**Problem statement**
Among the records below, find the line that has "PR #618, opened 2023-02-15"; from there, give the lines again exactly, and stop after the line that has "Raymond, Is the".

**Recorded information**
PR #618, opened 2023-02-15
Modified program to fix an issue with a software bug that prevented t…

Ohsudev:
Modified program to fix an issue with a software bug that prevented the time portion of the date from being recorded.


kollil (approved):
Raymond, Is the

---

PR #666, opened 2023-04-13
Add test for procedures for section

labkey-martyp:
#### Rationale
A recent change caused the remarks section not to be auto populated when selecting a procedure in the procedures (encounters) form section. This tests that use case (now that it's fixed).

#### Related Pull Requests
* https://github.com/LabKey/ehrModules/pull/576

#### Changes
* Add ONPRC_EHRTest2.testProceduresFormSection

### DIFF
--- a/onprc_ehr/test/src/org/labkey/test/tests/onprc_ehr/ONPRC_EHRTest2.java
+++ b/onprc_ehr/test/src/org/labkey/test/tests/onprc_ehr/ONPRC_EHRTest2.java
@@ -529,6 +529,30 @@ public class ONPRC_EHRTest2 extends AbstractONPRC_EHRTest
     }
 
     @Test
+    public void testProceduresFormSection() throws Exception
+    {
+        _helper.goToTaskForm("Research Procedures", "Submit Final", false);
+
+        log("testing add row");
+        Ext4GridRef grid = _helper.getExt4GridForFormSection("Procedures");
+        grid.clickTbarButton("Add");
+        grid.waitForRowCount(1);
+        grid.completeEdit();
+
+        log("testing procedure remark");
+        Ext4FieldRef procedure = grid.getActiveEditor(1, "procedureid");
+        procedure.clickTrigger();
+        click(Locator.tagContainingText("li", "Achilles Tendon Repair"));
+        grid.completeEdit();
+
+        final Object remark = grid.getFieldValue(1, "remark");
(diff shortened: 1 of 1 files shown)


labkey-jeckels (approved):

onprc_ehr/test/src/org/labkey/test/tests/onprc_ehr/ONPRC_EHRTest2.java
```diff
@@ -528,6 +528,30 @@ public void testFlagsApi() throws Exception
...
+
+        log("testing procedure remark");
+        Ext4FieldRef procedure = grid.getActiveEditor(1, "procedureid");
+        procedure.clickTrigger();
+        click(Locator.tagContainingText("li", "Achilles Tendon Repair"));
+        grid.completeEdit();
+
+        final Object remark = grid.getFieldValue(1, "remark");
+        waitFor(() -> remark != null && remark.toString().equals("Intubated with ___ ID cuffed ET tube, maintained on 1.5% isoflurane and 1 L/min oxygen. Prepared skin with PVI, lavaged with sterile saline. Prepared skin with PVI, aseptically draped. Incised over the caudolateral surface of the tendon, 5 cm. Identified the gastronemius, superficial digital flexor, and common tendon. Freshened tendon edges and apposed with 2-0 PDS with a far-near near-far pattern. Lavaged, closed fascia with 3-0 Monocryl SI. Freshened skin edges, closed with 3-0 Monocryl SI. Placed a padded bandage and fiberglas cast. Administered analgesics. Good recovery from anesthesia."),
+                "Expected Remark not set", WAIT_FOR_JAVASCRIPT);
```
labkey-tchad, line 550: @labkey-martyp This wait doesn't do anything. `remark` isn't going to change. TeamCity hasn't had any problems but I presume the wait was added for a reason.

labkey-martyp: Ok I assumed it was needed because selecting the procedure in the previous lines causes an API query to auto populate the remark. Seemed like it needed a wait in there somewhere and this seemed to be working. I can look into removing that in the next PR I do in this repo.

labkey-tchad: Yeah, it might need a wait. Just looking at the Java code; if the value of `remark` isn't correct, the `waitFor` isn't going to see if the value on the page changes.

--

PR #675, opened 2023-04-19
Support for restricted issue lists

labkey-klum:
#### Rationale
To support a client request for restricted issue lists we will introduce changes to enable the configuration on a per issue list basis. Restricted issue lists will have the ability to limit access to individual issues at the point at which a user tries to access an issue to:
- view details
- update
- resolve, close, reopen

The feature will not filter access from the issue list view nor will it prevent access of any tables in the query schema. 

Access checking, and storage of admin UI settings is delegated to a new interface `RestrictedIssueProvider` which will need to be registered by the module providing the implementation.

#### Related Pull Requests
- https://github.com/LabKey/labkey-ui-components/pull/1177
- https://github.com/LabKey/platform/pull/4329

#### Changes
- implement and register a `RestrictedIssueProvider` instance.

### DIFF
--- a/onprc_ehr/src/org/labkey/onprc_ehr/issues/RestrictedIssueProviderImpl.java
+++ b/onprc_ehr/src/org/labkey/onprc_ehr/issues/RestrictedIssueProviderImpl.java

**Your solution**
PR #618, opened 2023-02-15
Modified program to fix an issue with a software bug that prevented t…

Ohsudev:
Modified program to fix an issue with a software bug that prevented the time portion of the date from being recorded.


kollil (approved):
Raymond, Is the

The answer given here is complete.